In this work, we investigated the use of finger and hand gestures for cigarette smoking detection by measuring sEMG-based muscle activity signals from the forearm. We also evaluated the combination of sEMG-based muscle activity and IMU-based motion for cigarette smoking recognition. The results showed that using only sEMG signals would not provide superior cigarette smoking detection performance relative to IMU signals. However, the measurement of sEMG improved smoking detection results when combined with IMU signals without the necessity of using an additional device.

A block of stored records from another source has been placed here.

PR #259, opened 2020-06-01
nexus: Close child when destroying all Nexus children

jonathan-teh:
Make Nexus::destroy_children close a child first before destroying it,
making its behaviour match the code comment.

Addresses this panic when creating a Nexus with multiple children
where the 2nd or later child is inaccessible:

thread 'main' panicked at 'assertion failed: `(left == right)`
  left: `Init`,
 right: `Closed`', mayastor/src/bdev/nexus/nexus_child.rs:218:9

Fixes: 63bd078 ("nexus: add more test cases for adding children")

Resolves: CAS-297


jonathan-teh:
Thanks for the approvals. Given that it's only clippy that's failing with code that wasn't even touched here due to the use of nightly clippy in CI, I'm going to merge this.

PR #261, opened 2020-06-02
CAS-144 Allow default nexus and replica iSCSI target and nvmf ports to be overridden.

cjones1024:
The preferred method for having multiple iSCSI target portals is to use different IP addresses, together with the well known port (3260). As this is not straightforward to do for kubernetes pods (which have a single IP address) we need to use other non-standard ports. In this case we need to allow the port values to be configurable.
resolves CAS-144

### DIFF
--- a/mayastor/src/target/iscsi.rs
+++ b/mayastor/src/target/iscsi.rs
@@ -70,10 +70,7 @@ impl RpcErrorCode for Error {
 
 type Result<T, E = Error> = std::result::Result<T, E>;
 
-/// Default iSCSI target port numbers
-pub const ISCSI_PORT_NEXUS: u16 = 3260;
-pub const ISCSI_PORT_REPLICA: u16 = 3262;
-
+/// Portal Group Tags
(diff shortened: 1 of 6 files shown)


mayastor/src/target/iscsi.rs
```diff
@@ -69,9 +70,9 @@ impl RpcErrorCode for Error {
 
 type Result<T, E = Error> = std::result::Result<T, E>;
 
-/// iscsi target port number
-const ISCSI_PORT_NEXUS: u16 = 3260;
-const ISCSI_PORT_REPLICA: u16 = 3262;
+/// Default iSCSI target port numbers
```
gila, line 73: Now that the port numbers are defined by the config subsystem, we should be able to get rid of this consts, right? That is to say, if you add them to the opts.rs (iirc)

cjones1024: Have moved these constants (and also those for the nvmf ports) to opts.rs

PR #263, opened 2020-06-03
Remove unused vec from filesystem struct

blaisedias:


csi/src/mount.rs
```diff
@@ -14,7 +14,6 @@ pub struct MountInfo {
 #[derive(Clone, Debug)]
 pub struct Fs {
```
gila, line 15: What about just putting strings in the supported list?

blaisedias: Fixed by https://github.com/openebs/Mayastor/pull/263/commits/e24901e2e1dd4d5691e57b450068d981089f93a9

The results are encourage further study on the use of sEMG sensors under free-living conditions. The size of the Myo armband and the placement location on the forearm could be obstructive for some participants. In future research, two or three sEMG electrodes could be located under a wristband for a more compact and comfortable device configuration with the intent to achieve better recognition of daily activities such as drinking, eating, or smoking.